Undergraduate Honors Theses

Thesis Defended

Spring 2019

Document Type

Thesis

Type of Thesis

Departmental Honors

Department

Integrative Physiology

First Advisor

Douglas Seals

Second Advisor

Mark Opp

Third Advisor

Jessica Gorski

Abstract

Age is the primary risk factor for cardiovascular disease (CVD). Adverse changes to arteries, including the development of vascular endothelial dysfunction, mediate the age-related increase in risk of CVD. Endothelial dysfunction is a consequence of insufficient nitric oxide (NO) bioavailability, secondary to increased oxidative stress.
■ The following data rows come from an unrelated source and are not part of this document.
PR #4156, opened 2026-04-03
SNOW-3319055: Fix behavior when int is passed to StringType column fo…

sfc-gh-aalam:
…r small dataset

   Fixes SNOW-3319055

   We fixed `Session.create_dataframe` so small local VALUES plans no longer raise `TypeError` when a `StringType` column is filled with a `int`: `datatype_mapper.to_sql` now turns those ints into string literals (same quoting/casts as normal strings).

### DIFF
--- a/.github/workflows/daily_precommit.yml
+++ b/.github/workflows/daily_precommit.yml
@@ -110,6 +110,7 @@ jobs:
           - { os: {image_name: ubuntu-latest-64-cores, download_name: linux}, python-version: "3.11", cloud-provider: gcp }
           - { os: {image_name: ubuntu-latest-64-cores, download_name: linux}, python-version: "3.12", cloud-provider: aws }
           - { os: {image_name: ubuntu-latest-64-cores, download_name: linux}, python-version: "3.13", cloud-provider: azure }
+          - { os: {image_name: ubuntu-latest-64-cores, download_name: linux}, python-version: "3.14", cloud-provider: gcp }
 
           # macOS + rotating cloud providers
           - { os: {image_name: macos-latest, download_name: macos}, python-version: "3.9", cloud-provider: gcp }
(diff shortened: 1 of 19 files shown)


tests/unit/test_datatype_mapper.py
```diff
@@ -704,18 +706,6 @@ def test_numeric_to_sql_without_cast():
     assert numeric_to_sql_without_cast(Decimal(0.5), DecFloatType()) == "0.5"
 
 
-@pytest.mark.parametrize(
-    "value, datatype",
-    [
-        (123, StringType()),
-        (0.2, StringType()),
```
sfc-gh-joshi, line 711: Does this PR affect behavior with local floating point literals in string columns?

sfc-gh-aalam: I updated it to support boolean, float, decimal and int correctly. I skipped datetime types because their formatting may depend on local session variable values.

tests/integ/test_dataframe.py
```diff
@@ -4078,20 +4078,48 @@ def test_create_dataframe_from_none_data(session):
 def test_create_dataframe_decimal_string_value_inline_and_large(session):
     from snowflake.snowpark._internal.analyzer import analyzer
 
-    schema = StructType([StructField("a", DecimalType(10, 2))])
+    original_threshold = analyzer.ARRAY_BIND_THRESHOLD
+    try:
+        analyzer.ARRAY_BIND_THRESHOLD = 10
```
sfc-gh-aling, line 4083: I'm wondering if this has side effect to other tests
we can use mock patch to overwrite the value temporarily.

sfc-gh-aalam: We use the same pattern in several other tests. Each test is run in its own thread so it should be safe.

https://github.com/snowflakedb/snowpark-python/blob/213b1cacf77dec4aeaee5ddbd7172fc2c192039a/tests/integ/test_cte.py#L232-L237

https://github.com/snowflakedb/snowpark-python/blob/213b1cacf77dec4aeaee5ddbd7172fc2c192039a/tests/integ/scala/test_update_delete_merge_suite.py#L547-L564

https://github.com/snowflakedb/snowpark-python/blob/213b1cacf77dec4aeaee5ddbd7172fc2c192039a/tests/integ/compiler/test_query_generator.py#L502-L526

Inorganic nitrite supplementation is a novel strategy to improve NO bioavailability. Accordingly, a recent pilot study in our laboratory, showed that 12 weeks of sodium nitrite supplementation improved endothelial function measured as brachial artery flowmediated dilation (FMD) in healthy middle-aged and older (MA/O) adults. Here, we sought to confirm our pilot study findings by conducting a larger randomized, placebocontrolled, double-blind, parallel group study with 12 weeks of sodium nitrite (80mg/day) vs. placebo in MA/O adults (n=49, 68±1 yr) with impaired endothelial function (baseline brachial artery FMD <6%). Sodium nitrite increased plasma nitrite levels acutely (10- fold, p<0.05 vs. placebo) and chronically (p<0.05) and was safe and well tolerated. Vascular endothelial function, as measured by brachial artery FMD, was increased by 28% as compared to baseline (3.9±1.2 to 5.0±1.8%, p<0.05), but unchanged with placebo (3.8±1.4 to 4.0±1.5%, p>0.05). Endothelial cell expression of nitrotyrosine, a marker of oxidative stress, was decreased by 54% after sodium nitrite supplementation (p=0.034), but unchanged with placebo; endothelial cell markers of antioxidant status (manganese superoxide dismutase), inflammation (nuclear factor kappa B), and endothelial NO synthase were unaffected, as were participant characteristics and circulating factors (all p>0.05). These data suggest sodium nitrite supplementation improves endothelial function in healthy MA/O adults, possibly by reducing oxidative stress.